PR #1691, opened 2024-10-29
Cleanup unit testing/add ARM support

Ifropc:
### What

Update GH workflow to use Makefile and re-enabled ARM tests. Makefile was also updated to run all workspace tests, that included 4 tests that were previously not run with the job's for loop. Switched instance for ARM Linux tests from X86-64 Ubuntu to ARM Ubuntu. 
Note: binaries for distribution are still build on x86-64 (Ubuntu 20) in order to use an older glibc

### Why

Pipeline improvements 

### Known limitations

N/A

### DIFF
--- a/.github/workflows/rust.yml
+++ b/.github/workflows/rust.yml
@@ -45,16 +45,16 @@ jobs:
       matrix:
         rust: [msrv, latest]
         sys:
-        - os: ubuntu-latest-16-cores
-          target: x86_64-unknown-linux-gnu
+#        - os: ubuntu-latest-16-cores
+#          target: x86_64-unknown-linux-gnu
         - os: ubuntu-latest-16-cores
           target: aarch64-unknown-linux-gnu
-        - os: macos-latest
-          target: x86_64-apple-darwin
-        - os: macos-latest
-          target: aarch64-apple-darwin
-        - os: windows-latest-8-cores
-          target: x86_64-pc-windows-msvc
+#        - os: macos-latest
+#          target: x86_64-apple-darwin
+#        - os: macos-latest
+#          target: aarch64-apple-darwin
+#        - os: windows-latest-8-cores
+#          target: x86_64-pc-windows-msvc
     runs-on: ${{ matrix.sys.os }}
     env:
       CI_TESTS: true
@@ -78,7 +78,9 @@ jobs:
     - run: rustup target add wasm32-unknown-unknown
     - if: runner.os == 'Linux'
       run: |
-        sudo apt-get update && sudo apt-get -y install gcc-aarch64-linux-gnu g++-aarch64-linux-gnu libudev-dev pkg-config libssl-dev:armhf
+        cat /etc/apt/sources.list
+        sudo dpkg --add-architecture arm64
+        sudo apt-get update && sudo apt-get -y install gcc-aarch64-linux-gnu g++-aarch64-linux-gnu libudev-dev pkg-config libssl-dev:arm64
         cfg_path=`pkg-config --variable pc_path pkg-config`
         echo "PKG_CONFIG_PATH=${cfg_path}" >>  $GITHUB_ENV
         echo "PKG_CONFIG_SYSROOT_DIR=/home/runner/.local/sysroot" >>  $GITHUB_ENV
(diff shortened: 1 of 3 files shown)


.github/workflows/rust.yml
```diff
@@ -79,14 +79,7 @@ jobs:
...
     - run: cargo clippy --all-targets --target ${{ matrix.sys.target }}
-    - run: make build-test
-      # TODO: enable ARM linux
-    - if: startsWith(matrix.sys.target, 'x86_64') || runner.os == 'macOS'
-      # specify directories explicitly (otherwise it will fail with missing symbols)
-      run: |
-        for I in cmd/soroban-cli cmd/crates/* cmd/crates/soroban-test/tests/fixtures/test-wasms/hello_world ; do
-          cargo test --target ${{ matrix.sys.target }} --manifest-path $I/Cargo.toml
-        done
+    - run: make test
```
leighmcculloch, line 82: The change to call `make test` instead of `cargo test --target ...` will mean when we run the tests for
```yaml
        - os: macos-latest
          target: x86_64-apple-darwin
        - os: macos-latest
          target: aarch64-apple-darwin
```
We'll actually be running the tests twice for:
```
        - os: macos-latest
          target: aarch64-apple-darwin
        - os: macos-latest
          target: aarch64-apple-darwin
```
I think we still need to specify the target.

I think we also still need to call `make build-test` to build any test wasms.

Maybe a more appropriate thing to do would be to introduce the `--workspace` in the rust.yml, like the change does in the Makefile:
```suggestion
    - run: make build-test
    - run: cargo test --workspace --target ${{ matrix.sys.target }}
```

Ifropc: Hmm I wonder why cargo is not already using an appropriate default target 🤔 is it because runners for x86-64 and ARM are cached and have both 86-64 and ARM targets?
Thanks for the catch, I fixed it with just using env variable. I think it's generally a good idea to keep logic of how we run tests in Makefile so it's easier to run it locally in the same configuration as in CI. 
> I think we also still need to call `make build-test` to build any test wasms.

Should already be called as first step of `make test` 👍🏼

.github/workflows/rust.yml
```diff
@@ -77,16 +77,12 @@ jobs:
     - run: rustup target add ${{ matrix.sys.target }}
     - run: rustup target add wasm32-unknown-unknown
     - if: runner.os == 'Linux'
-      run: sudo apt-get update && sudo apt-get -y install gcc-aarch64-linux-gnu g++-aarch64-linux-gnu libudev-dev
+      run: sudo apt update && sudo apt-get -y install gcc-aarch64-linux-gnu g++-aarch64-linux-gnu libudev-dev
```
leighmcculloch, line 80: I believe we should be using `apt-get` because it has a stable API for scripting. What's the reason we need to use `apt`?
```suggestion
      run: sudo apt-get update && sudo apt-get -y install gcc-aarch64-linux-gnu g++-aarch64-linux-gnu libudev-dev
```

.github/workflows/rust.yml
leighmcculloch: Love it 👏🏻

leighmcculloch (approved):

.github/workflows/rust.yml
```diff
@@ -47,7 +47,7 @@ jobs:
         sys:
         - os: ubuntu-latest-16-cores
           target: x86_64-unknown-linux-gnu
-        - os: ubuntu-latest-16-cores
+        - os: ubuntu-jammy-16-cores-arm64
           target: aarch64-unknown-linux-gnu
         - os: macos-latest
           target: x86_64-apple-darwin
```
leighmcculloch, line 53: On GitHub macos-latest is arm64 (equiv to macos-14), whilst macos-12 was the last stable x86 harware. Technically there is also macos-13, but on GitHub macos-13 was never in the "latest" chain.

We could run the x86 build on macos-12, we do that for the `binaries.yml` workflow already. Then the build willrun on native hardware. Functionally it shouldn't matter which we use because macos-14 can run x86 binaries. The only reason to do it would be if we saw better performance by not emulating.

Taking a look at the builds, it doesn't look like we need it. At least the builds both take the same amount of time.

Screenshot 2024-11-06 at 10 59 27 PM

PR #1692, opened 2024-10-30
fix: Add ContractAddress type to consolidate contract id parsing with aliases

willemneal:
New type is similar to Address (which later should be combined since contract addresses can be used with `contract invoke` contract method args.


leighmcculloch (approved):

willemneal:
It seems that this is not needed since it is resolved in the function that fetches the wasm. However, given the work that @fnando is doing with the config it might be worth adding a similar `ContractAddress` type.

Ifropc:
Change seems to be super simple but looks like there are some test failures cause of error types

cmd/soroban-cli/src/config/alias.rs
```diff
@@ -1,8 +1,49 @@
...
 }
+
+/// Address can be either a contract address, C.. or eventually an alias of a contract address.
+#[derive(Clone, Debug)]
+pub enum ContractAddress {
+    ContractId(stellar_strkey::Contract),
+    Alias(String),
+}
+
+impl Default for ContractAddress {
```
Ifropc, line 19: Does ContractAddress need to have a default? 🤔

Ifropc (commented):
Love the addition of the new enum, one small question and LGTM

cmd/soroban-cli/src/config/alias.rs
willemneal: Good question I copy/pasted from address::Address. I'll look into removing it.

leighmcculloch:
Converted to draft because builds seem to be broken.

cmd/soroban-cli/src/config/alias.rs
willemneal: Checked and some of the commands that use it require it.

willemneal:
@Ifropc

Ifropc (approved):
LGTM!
::::::::::
> [YOUR OBJECTIVE] The answer should be all the entries, restated with no word changed.

> [ANSWER SPACE]
PR #1691, opened 2024-10-29
Cleanup unit testing/add ARM support

Ifropc:
### What

Update GH workflow to use Makefile and re-enabled ARM tests. Makefile was also updated to run all workspace tests, that included 4 tests that were previously not run with the job's for loop. Switched instance for ARM Linux tests from X86-64 Ubuntu to ARM Ubuntu. 
Note: binaries for distribution are still build on x86-64 (Ubuntu 20) in order to use an older glibc

### Why

Pipeline improvements 

### Known limitations

N/A

### DIFF
--- a/.github/workflows/rust.yml
+++ b/.github/workflows/rust.yml
@@ -45,16 +45,16 @@ jobs:
       matrix:
         rust: [msrv, latest]
         sys:
-        - os: ubuntu-latest-16-cores
-          target: x86_64-unknown-linux-gnu
+#        - os: ubuntu-latest-16-cores
+#          target: x86_64-unknown-linux-gnu
         - os: ubuntu-latest-16-cores
           target: aarch64-unknown-linux-gnu
-        - os: macos-latest
-          target: x86_64-apple-darwin
-        - os: macos-latest
-          target: aarch64-apple-darwin
-        - os: windows-latest-8-cores
-          target: x86_64-pc-windows-msvc
+#        - os: macos-latest
+#          target: x86_64-apple-darwin
+#        - os: macos-latest
+#          target: aarch64-apple-darwin
+#        - os: windows-latest-8-cores
+#          target: x86_64-pc-windows-msvc
     runs-on: ${{ matrix.sys.os }}
     env:
       CI_TESTS: true
@@ -78,7 +78,9 @@ jobs:
     - run: rustup target add wasm32-unknown-unknown
     - if: runner.os == 'Linux'
       run: |
-        sudo apt-get update && sudo apt-get -y install gcc-aarch64-linux-gnu g++-aarch64-linux-gnu libudev-dev pkg-config libssl-dev:armhf
+        cat /etc/apt/sources.list
+        sudo dpkg --add-architecture arm64
+        sudo apt-get update && sudo apt-get -y install gcc-aarch64-linux-gnu g++-aarch64-linux-gnu libudev-dev pkg-config libssl-dev:arm64
         cfg_path=`pkg-config --variable pc_path pkg-config`
         echo "PKG_CONFIG_PATH=${cfg_path}" >>  $GITHUB_ENV
         echo "PKG_CONFIG_SYSROOT_DIR=/home/runner/.local/sysroot" >>  $GITHUB_ENV
(diff shortened: 1 of 3 files shown)


.github/workflows/rust.yml
```diff
@@ -79,14 +79,7 @@ jobs:
...
     - run: cargo clippy --all-targets --target ${{ matrix.sys.target }}
-    - run: make build-test
-      # TODO: enable ARM linux
-    - if: startsWith(matrix.sys.target, 'x86_64') || runner.os == 'macOS'
-      # specify directories explicitly (otherwise it will fail with missing symbols)
-      run: |
-        for I in cmd/soroban-cli cmd/crates/* cmd/crates/soroban-test/tests/fixtures/test-wasms/hello_world ; do
-          cargo test --target ${{ matrix.sys.target }} --manifest-path $I/Cargo.toml
-        done
+    - run: make test
```
leighmcculloch, line 82: The change to call `make test` instead of `cargo test --target ...` will mean when we run the tests for
```yaml
        - os: macos-latest
          target: x86_64-apple-darwin
        - os: macos-latest
          target: aarch64-apple-darwin
```
We'll actually be running the tests twice for:
```
        - os: macos-latest
          target: aarch64-apple-darwin
        - os: macos-latest
          target: aarch64-apple-darwin
```
I think we still need to specify the target.

I think we also still need to call `make build-test` to build any test wasms.

Maybe a more appropriate thing to do would be to introduce the `--workspace` in the rust.yml, like the change does in the Makefile:
```suggestion
    - run: make build-test
    - run: cargo test --workspace --target ${{ matrix.sys.target }}
```

Ifropc: Hmm I wonder why cargo is not already using an appropriate default target 🤔 is it because runners for x86-64 and ARM are cached and have both 86-64 and ARM targets?
Thanks for the catch, I fixed it with just using env variable. I think it's generally a good idea to keep logic of how we run tests in Makefile so it's easier to run it locally in the same configuration as in CI. 
> I think we also still need to call `make build-test` to build any test wasms.

Should already be called as first step of `make test` 👍🏼

.github/workflows/rust.yml
```diff
@@ -77,16 +77,12 @@ jobs:
     - run: rustup target add ${{ matrix.sys.target }}
     - run: rustup target add wasm32-unknown-unknown
     - if: runner.os == 'Linux'
-      run: sudo apt-get update && sudo apt-get -y install gcc-aarch64-linux-gnu g++-aarch64-linux-gnu libudev-dev
+      run: sudo apt update && sudo apt-get -y install gcc-aarch64-linux-gnu g++-aarch64-linux-gnu libudev-dev
```
leighmcculloch, line 80: I believe we should be using `apt-get` because it has a stable API for scripting. What's the reason we need to use `apt`?
```suggestion
      run: sudo apt-get update && sudo apt-get -y install gcc-aarch64-linux-gnu g++-aarch64-linux-gnu libudev-dev
```

.github/workflows/rust.yml
leighmcculloch: Love it 👏🏻

leighmcculloch (approved):

.github/workflows/rust.yml
```diff
@@ -47,7 +47,7 @@ jobs:
         sys:
         - os: ubuntu-latest-16-cores
           target: x86_64-unknown-linux-gnu
-        - os: ubuntu-latest-16-cores
+        - os: ubuntu-jammy-16-cores-arm64
           target: aarch64-unknown-linux-gnu
         - os: macos-latest
           target: x86_64-apple-darwin
```
leighmcculloch, line 53: On GitHub macos-latest is arm64 (equiv to macos-14), whilst macos-12 was the last stable x86 harware. Technically there is also macos-13, but on GitHub macos-13 was never in the "latest" chain.

We could run the x86 build on macos-12, we do that for the `binaries.yml` workflow already. Then the build willrun on native hardware. Functionally it shouldn't matter which we use because macos-14 can run x86 binaries. The only reason to do it would be if we saw better performance by not emulating.

Taking a look at the builds, it doesn't look like we need it. At least the builds both take the same amount of time.

Screenshot 2024-11-06 at 10 59 27 PM

PR #1692, opened 2024-10-30
fix: Add ContractAddress type to consolidate contract id parsing with aliases

willemneal:
New type is similar to Address (which later should be combined since contract addresses can be used with `contract invoke` contract method args.


leighmcculloch (approved):

willemneal:
It seems that this is not needed since it is resolved in the function that fetches the wasm. However, given the work that @fnando is doing with the config it might be worth adding a similar `ContractAddress` type.

Ifropc:
Change seems to be super simple but looks like there are some test failures cause of error types

cmd/soroban-cli/src/config/alias.rs
```diff
@@ -1,8 +1,49 @@
...
 }
+
+/// Address can be either a contract address, C.. or eventually an alias of a contract address.
+#[derive(Clone, Debug)]
+pub enum ContractAddress {
+    ContractId(stellar_strkey::Contract),
+    Alias(String),
+}
+
+impl Default for ContractAddress {
```
Ifropc, line 19: Does ContractAddress need to have a default? 🤔

Ifropc (commented):
Love the addition of the new enum, one small question and LGTM

cmd/soroban-cli/src/config/alias.rs
willemneal: Good question I copy/pasted from address::Address. I'll look into removing it.

leighmcculloch:
Converted to draft because builds seem to be broken.

cmd/soroban-cli/src/config/alias.rs
willemneal: Checked and some of the commands that use it require it.

willemneal:
@Ifropc

Ifropc (approved):
LGTM!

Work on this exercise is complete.